╔══

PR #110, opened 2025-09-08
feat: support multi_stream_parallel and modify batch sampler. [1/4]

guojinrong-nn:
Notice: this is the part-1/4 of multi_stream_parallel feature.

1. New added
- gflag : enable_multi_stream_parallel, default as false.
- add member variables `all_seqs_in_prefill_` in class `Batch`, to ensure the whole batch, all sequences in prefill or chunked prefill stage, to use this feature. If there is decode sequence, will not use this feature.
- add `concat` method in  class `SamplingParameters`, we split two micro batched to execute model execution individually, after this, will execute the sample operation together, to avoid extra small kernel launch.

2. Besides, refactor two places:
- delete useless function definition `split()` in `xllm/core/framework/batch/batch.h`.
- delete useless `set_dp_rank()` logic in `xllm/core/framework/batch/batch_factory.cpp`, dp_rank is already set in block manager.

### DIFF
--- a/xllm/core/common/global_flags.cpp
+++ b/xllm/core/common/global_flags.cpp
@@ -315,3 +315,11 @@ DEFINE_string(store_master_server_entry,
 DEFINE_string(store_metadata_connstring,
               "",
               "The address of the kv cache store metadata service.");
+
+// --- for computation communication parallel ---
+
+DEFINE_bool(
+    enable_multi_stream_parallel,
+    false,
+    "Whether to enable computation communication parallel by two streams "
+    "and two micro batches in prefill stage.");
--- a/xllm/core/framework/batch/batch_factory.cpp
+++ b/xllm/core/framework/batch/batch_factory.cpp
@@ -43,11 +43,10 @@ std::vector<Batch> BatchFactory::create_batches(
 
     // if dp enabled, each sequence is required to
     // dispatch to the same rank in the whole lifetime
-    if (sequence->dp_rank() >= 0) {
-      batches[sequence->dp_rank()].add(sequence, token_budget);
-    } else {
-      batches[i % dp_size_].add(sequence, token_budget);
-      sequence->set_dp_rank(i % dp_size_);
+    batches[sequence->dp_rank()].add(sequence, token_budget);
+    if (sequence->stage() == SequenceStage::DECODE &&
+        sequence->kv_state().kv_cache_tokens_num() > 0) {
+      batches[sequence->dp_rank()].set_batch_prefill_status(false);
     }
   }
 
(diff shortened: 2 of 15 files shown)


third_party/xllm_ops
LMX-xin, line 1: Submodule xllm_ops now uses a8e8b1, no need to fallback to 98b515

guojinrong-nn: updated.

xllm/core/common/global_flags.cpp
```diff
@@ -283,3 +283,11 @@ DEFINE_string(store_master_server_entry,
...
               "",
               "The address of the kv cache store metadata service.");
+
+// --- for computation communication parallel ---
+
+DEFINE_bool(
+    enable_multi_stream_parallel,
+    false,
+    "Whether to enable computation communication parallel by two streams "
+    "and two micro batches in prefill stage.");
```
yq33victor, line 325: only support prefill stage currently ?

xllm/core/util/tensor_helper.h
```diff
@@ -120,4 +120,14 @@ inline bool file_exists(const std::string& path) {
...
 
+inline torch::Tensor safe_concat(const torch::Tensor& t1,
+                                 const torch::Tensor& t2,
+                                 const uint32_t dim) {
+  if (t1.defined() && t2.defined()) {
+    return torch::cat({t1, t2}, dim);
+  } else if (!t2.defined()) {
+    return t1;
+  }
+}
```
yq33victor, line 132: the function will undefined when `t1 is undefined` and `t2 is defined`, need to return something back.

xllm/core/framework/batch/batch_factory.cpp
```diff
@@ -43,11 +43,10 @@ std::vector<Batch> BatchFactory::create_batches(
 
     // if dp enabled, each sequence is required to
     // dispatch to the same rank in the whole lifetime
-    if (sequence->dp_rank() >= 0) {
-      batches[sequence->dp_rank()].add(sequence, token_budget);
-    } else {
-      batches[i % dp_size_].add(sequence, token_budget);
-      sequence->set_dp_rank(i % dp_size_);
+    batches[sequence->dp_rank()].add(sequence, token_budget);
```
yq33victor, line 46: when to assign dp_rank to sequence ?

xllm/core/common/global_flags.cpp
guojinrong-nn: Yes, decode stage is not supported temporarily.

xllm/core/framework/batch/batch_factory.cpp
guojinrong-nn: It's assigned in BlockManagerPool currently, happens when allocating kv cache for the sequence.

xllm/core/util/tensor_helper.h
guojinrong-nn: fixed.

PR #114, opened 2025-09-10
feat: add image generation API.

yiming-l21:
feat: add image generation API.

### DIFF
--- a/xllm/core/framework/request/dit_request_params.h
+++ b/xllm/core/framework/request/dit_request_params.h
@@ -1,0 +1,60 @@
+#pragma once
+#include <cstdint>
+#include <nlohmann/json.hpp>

╚══

### [REQUIRED WORK]
Copy out every line of the material above that mentions the word "framework".

### [YOUR RESPONSE]
- delete useless function definition `split()` in `xllm/core/framework/batch/batch.h`.
- delete useless `set_dp_rank()` logic in `xllm/core/framework/batch/batch_factory.cpp`, dp_rank is already set in block manager.
--- a/xllm/core/framework/batch/batch_factory.cpp
+++ b/xllm/core/framework/batch/batch_factory.cpp
xllm/core/framework/batch/batch_factory.cpp
xllm/core/framework/batch/batch_factory.cpp
--- a/xllm/core/framework/request/dit_request_params.h
+++ b/xllm/core/framework/request/dit_request_params.h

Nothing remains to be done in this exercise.